To evaluate the performance of the machine learning methods, the technique of cross-validation was used. This is a procedure in which a data set containing instances of known class (strands known to be either edge or central in this case) is randomly split into two parts, a training set and test set. The term n-fold cross-validation is used when the data set (in randomized order) is split into n equal parts, each part being used in turn as test set with the remaining n - parts as training set. In this case, the cross-validation experiments can be used to assess the variability (precision) of the estimated measures of performance, and in the work below, results are reported as mean ± SE.

When considering the performance of these prediction methods, it is important to note that a naive method predicting each class (edge, central) randomly with equal probability has an expected accuracy of 50% correct predictions on any test data set. Given information about the composition of the data set, it is straightforward to show that the best use a naive method could make of this would be to predict all instances to come from the dominant class (edge in this case), resulting in an accuracy equal to the percentage of instances of the dominant class in the data (52.9% in this case). To be useful, a method needs to exceed these naive methods significantly in the overall percentage of correct predictions. As well as the overall percentage of correct predictions, several other measures of performance were used in the work below. For each class of strand (edge or central), the sensitivity of a method is the percentage of the test set strands actually in that class that were correctly predicted to be in that class. On the other hand, the specificity is the percentage of the test set strands predicted to be in a given class that actually are in that class. Values <100% in sensitivity and specificity for the prediction of a particular class reflect the occurrence of false-negative and false-positive errors, respectively, for that class. In addition, the Matthews correlation coefficient (MCC; Matthews 1975; see Materials and Methods) was used as a robust, single-valued measure of performance, accounting for both false-positive and false-negative prediction errors for each class.

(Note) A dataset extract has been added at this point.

PR #11481, opened 2021-12-19
more time-out resilient project-update playbook

velzend:
##### SUMMARY
In our environment/ setup we switched from using Git to our own HTTP(S) download service which uses a on-premise S3 as the back-end to store and pull Ansible Projects/ S3 objects. This migration made project updates much faster, and the S3 service is very durable, reliable and always up... but sometimes it coops with some latency (issues) that would exceed the default 10-seconds download time-out for the get_url and ansible-galaxy update roles and collection tasks.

Prediction based on strand assignments from structure
Using secondary structure elements defined based on structural information from the Dictionary of Secondary Structure in Proteins (DSSP; Kabsch and Sander 1983) allowed us to investigate the performance of the prediction method independent of any confounding effect of inaccuracy in secondary structure prediction. The edge and central strands of each protein were determined by using hydrogen bonding information from DSSP (Kabsch and Sander 1983; see Materials and Methods). From the nonhomologous data set described above, this yielded a data set comprising the amino acid sequences of 3359 edge strands and 2995 central strands.

The literature cited above, in particular the work of Richardson and Richardson (2002), identified a number of features seen frequently in edge strands that are unfavorable in the interior of the ß-sheet. These features were exploited in this method to enable the distinction of edge strands from central strands. The attributes investigated as inputs for the machine learning methods were strand length, hydrophobicity, hydrophobic moment, periodicity of polarity, proportion of charged residues, and the propensity of the strand to contain a ß bulge (described in Materials and Methods). A preliminary investigation of the predictive power of these attributes used a ninefold cross-validation of the decision tree method. Attributes were added sequentially, as shown in Figure 2Go. It is clear from the figure that each added attribute improved the prediction accuracy, and the greatest improvement was observed when the proportion of charged residues in the strand and the periodicity of polarity (see Materials and Methods) were included. Based on these observations, all six attributes were used as input for the machine learning methods described below.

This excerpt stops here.